PR #174, opened 2022-01-23
Support for enabling/disabling public urls

ua741:

### DIFF
--- a/lib/services/collections_service.dart
+++ b/lib/services/collections_service.dart
@@ -286,6 +286,7 @@ class CollectionsService {
       collection.publicURLs?.add(PublicURL.fromMap(response.data["result"]));
       await _db.insert(List.from([collection]));
       _cacheCollectionAttributes(collection);
+      Bus.instance.fire(CollectionUpdatedEvent(collection.id, <File>[]));
     } on DioError catch (e) {
       if (e.response.statusCode == 402) {
         throw SharingNotPermittedForFreeAccountsError();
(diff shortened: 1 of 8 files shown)


vishnukvmd (approved):

lib/services/collections_service.dart
```diff
@@ -68,10 +72,20 @@ class CollectionsService {
     });
   }
 
+  int _getLastCollectionsSyncTime() {
+    if (!_prefs.containsKey(_collectionsSyncTimeKey)) {
+      _prefs.setBool(_collectionsPublicUrlReSync, true);
```
vishnukvmd, line 77: `await` since `setBool` is async.

lib/services/collections_service.dart
```diff
@@ -68,10 +72,20 @@ class CollectionsService {
...
+      return 0;
+    } else if (!_prefs.containsKey(_collectionsPublicUrlReSync)) {
+      _prefs.setBool(_collectionsPublicUrlReSync, true);
```
vishnukvmd, line 80: Here too.

lib/services/collections_service.dart
```diff
@@ -68,10 +72,20 @@ class CollectionsService {
     });
   }
 
+  int _getLastCollectionsSyncTime() {
```
vishnukvmd, line 75: Shouldn't we set the bools only after a successful collection sync?

vishnukvmd (approved):

PR #187, opened 2022-02-13
Remove blocking dialog for manually backed up files

ua741:

### DIFF
--- a/lib/db/files_db.dart
+++ b/lib/db/files_db.dart
@@ -578,6 +578,21 @@ class FilesDB {
     return _convertToFiles(results);
   }
 
+  // Files which user added to a collection manually but they are not uploaded yet.
+  Future<List<File>> getFilesUserUploadedManually() async {
+    final db = await instance.database;
+    final results = await db.query(
+      table,
+      where:
+          '($columnUploadedFileID IS NULL OR $columnUploadedFileID IS -1) AND '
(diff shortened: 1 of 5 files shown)


lib/db/files_db.dart
```diff
@@ -578,6 +578,21 @@ class FilesDB {
     return _convertToFiles(results);
   }
 
+  // Files which user added to a collection manually but they are not uploaded yet.
+  Future<List<File>> getFilesUserUploadedManually() async {
```
vishnukvmd, line 582: `getPendingUploads`?

lib/services/remote_sync_service.dart
```diff
@@ -212,6 +212,11 @@ class RemoteSyncService {
             " files were ignored for upload");
       }
     }
+    if (filesToBeUploaded.isEmpty) {
```
vishnukvmd, line 215: Should do this even if it's not empty?

lib/db/files_db.dart
ua741: `getPendingManualUploads`?

lib/services/remote_sync_service.dart
ua741: I was thinking of that, was just worried about performance hit. This felt okay to me, given the possible low usage of this flow.

vishnukvmd (approved):

vishnukvmd (approved):

PR #215, opened 2022-04-21
Redesign home states

ashilkn:

### DIFF
--- a/lib/ente_theme_data.dart
+++ b/lib/ente_theme_data.dart
@@ -83,3 +83,12 @@ ElevatedButtonThemeData buildElevatedButtonThemeData(
     ),
   ));
 }
+
+TextStyle gradientButtonTextTheme() {
+  return TextStyle(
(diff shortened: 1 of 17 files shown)


lib/ente_theme_data.dart
```diff
@@ -83,9 +80,18 @@ ElevatedButtonThemeData buildElevatedButtonThemeData(
...
+    padding: EdgeInsets.symmetric(vertical: 18),
     shape: const RoundedRectangleBorder(
       borderRadius: BorderRadius.all(Radius.circular(8)),
     ),
   ));
 }
+
+TextStyle gradientButtonTextTheme() {
+  return TextStyle(
+    color: Colors.white,
```
ua741, line 92: Will we need to change the color for the black and white theme? 
if yes, should we change this to Theme.of(context).textTheme.headline6.copyWith(..)?

ua741 (approved):

PR #222, opened 2022-04-28
redesigned 'albums' screen

ashilkn:


lib/utils/local_settings.dart
```diff
@@ -2,8 +2,9 @@ import 'package:shared_preferences/shared_preferences.dart';
 
 enum AlbumSortKey {
   albumName,
+  newestPhoto,
+  oldestPhoto,
   lastUpdated,
```
ua741, line 7: in enum, you would always want to add new options in the end. 
In old enum, index 1 is pointing to lastUpdated and in new one, it will point to newestPhoto.

ua741 (approved):

PR #230, opened 2022-05-05
Switch to trash diff v2

ua741:
## Description
Title ^

## Test Plan
Tested locally by deleting files from collection & trash.

### DIFF
--- a/lib/services/trash_sync_service.dart
+++ b/lib/services/trash_sync_service.dart
@@ -39,10 +39,9 @@ class TrashSyncService {
       _logger.fine("inserting ${diff.trashedFiles.length} items in trash");
       await _trashDB.insertMultiple(diff.trashedFiles);
     }
-    if (diff.deletedFiles.isNotEmpty) {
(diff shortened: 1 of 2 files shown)


lib/services/trash_sync_service.dart
```diff
@@ -68,12 +67,6 @@ class TrashSyncService {
         ignoredFiles.add(file);
       }
     }
-    for (TrashFile t in diff.deletedFiles) {
```
vishnukvmd, line 71: Why is this not needed any more?

lib/utils/trash_diff_fetcher.dart
```diff
@@ -27,13 +27,17 @@ class TrashDiffFetcher {
       );
       int latestUpdatedAtTime = 0;
       final trashedFiles = <TrashFile>[];
-      final deletedFiles = <TrashFile>[];
+      final deletedFilesUploadID = <int>[];
```
vishnukvmd, line 30: `deletedUploadIDs` will do?

vishnukvmd (approved):

PR #232, opened 2022-05-07
Redesign selection

ashilkn:
## Description

https://user-images.githubusercontent.com/77285023/167257225-758cf0be-3b06-4e2c-b438-ac7a28e656c0.mov


pubspec.lock
```diff
@@ -893,6 +893,15 @@ packages:
       url: "https://pub.dartlang.org"
     source: hosted
     version: "0.13.0"
+  pie_chart:
```
ua741, line 896: pie_chart is not needed, you can remove this section.

lib/ui/archive_page.dart
```diff
@@ -8,15 +8,18 @@ import 'package:photos/models/magic_metadata.dart';
 import 'package:photos/models/selected_files.dart';
 import 'package:photos/ui/gallery.dart';
 import 'package:photos/ui/gallery_app_bar_widget.dart';
+import 'package:photos/ui/gallery_overlay_widget.dart';
 
 class ArchivePage extends StatelessWidget {
   final String tagPrefix;
   final GalleryAppBarType appBarType;
+  final GalleryOverlayType overlayType;
```
ua741, line 16: Do we need another property called `GalleryOverlayType` or we can just use `GalleryAppBarType`. We can may be rename it to `GalleryType`?

ashilkn: Yes we can rename it to GalleryType

PR #1028, opened 2023-04-24
DMS to Decimal Degree(DD) parsing bug fix

ashilkn:
## Description

There was an arithmetic bug in parsing of location data from DMS to DD. This PR fixes this bug.

## Test Plan

Tested with the following input cases : 
- `latRef`, `lat`, `longRef`, `long` are all not `null`
- `latRef` and `longRef` are `null`
- `lat` & `long` are `null`
- All are `null`

Tested some other cases which are very unlikely to occur: 
- `latRef` and `longRef` are `null` and lat and long are signed (`[-24, 41, 23.45]`).
- `latRef` and `longRef` are not `null` and `lat` and `long` are signed.

### DIFF
--- a/lib/services/location_service.dart
+++ b/lib/services/location_service.dart
@@ -215,8 +215,8 @@ class GPSData {
     final latSign = (latRef ?? 'N') == "N" ? 1 : -1;
     final longSign = (longRef ?? 'E') == "E" ? 1 : -1;
     return Location(
-      latitude: latSign * lat![0] + lat![1] / 60 + lat![2] / 3600,
-      longitude: longSign * long![0] + long![1] / 60 + long![2] / 3600,
+      latitude: latSign * (lat![0] + lat![1] / 60 + lat![2] / 3600),
+      longitude: longSign * (long![0] + long![1] / 60 + long![2] / 3600),
     );
   }
 }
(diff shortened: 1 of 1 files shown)


lib/services/location_service.dart
```diff
@@ -206,17 +206,32 @@ class GPSData {
...
+      }
+    } else {
+      latSign = latRef == "N" ? 1 : -1;
+      longSign = longRef == "E" ? 1 : -1;
+    }
+
     return Location(
-      latitude: latSign * lat![0] + lat![1] / 60 + lat![2] / 3600,
-      longitude: longSign * long![0] + long![1] / 60 + long![2] / 3600,
+      latitude: latSign * (lat![0] + lat![1] / 60 + lat![2] / 3600),
```
paulhovey, line 233: I personally like explicit order grouping for all operations:

`latitude: latSign * (lat![0] + (lat![1] / 60) + (lat![2] / 3600))`

Helps eliminate bugs like this one :)

ua741 (approved):

lib/services/location_service.dart
ashilkn: Yes, that's good to have indeed :)

PR #1045, opened 2023-04-29
Tests for exif to location parsing

ashilkn:
## Description

Tests for EXIF to location parsing.

### DIFF
--- a/lib/services/location_service.dart
+++ b/lib/services/location_service.dart
@@ -225,15 +225,14 @@ class GPSData {
         long![long!.indexOf(element)] = element.abs();
       }
     } else {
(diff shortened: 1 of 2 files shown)


lib/services/location_service.dart
```diff
@@ -198,16 +198,16 @@ class LocationService {
 }
 
 class GPSData {
-  final String? latRef;
+  String? latRef;
```
ua741, line 201: Why not keep this as final? I don't think modifying the value when toLocationObject is called is recommended approach. If needed, define additional variables inside `toLocationObject` or create a uil method `converToLocation(GPSData data)`

ua741 (approved):

PR #1053, opened 2023-05-02
Minor bug fixes

ua741:
- Fix bug: send publicMagicMetadata during upload
- Handle infinite or Nan values

### DIFF
--- a/lib/models/location/location.dart
+++ b/lib/models/location/location.dart
@@ -18,10 +18,10 @@ class Location with _$Location {
     if (location.latitude == null || location.longitude == null) return false;
     final latValue = location.latitude!;
     final longValue = location.longitude!;
-    if (latValue.isNaN || latValue.isNaN || latValue == 0.0) {
+    if (latValue.isNaN || latValue.isInfinite || latValue == 0.0) {
       return false;
     }
-    if (longValue.isInfinite || longValue.isInfinite || longValue == 0.0) {
+    if (longValue.isNaN || longValue.isInfinite || longValue == 0.0) {
       return false;
     }
     return true;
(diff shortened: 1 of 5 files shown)


lib/models/location/location.dart
```diff
@@ -12,4 +12,18 @@ class Location with _$Location {
...
+
+  static isValidLocation(Location? location) {
+    if (location == null) return false;
+    if (location.latitude == null || location.longitude == null) return false;
+    final latValue = location.latitude!;
+    final longValue = location.longitude!;
+    if (latValue.isNaN || latValue.isNaN || latValue == 0.0) {
+      return false;
+    }
+    if (longValue.isInfinite || longValue.isInfinite || longValue == 0.0) {
```
ashilkn, line 24: .

ashilkn (approved):

lib/models/location/location.dart
```diff
@@ -12,4 +12,18 @@ class Location with _$Location {
...
+
+  static isValidLocation(Location? location) {
+    if (location == null) return false;
+    if (location.latitude == null || location.longitude == null) return false;
+    final latValue = location.latitude!;
+    final longValue = location.longitude!;
+    if (latValue.isNaN || latValue.isInfinite || latValue == 0.0) {
+      return false;
+    }
+    if (longValue.isNaN || longValue.isInfinite || longValue == 0.0) {
```
paulhovey, line 24: Latitude and Longitude of 0 are valid values.  The Prime Meridian is even a tourist attraction 😄 something like NaN should be used to store invalid values.

ashilkn: Hey, thanks for pointing this out! Have merged a PR to fix this. Now, a location will be considered invalid only if both latitude and longitude are 0. We know that (0,0) is a valid location, but some older Android versions were causing trouble by tagging location as (0,0). We put in a fix and a migration to handle this. For the time being, we're gonna keep treating (0,0) as invalid to avoid any issues.

paulhovey: Ah it's the worst when technically valid values like 0,0 are used as invalid.  Thanks for fixing!  👍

-- WORK TASK --
Filter the data above down to lines with the word "instance", and copy them.

-- REPLY TO THE EXERCISE --
+      Bus.instance.fire(CollectionUpdatedEvent(collection.id, <File>[]));
+    final db = await instance.database;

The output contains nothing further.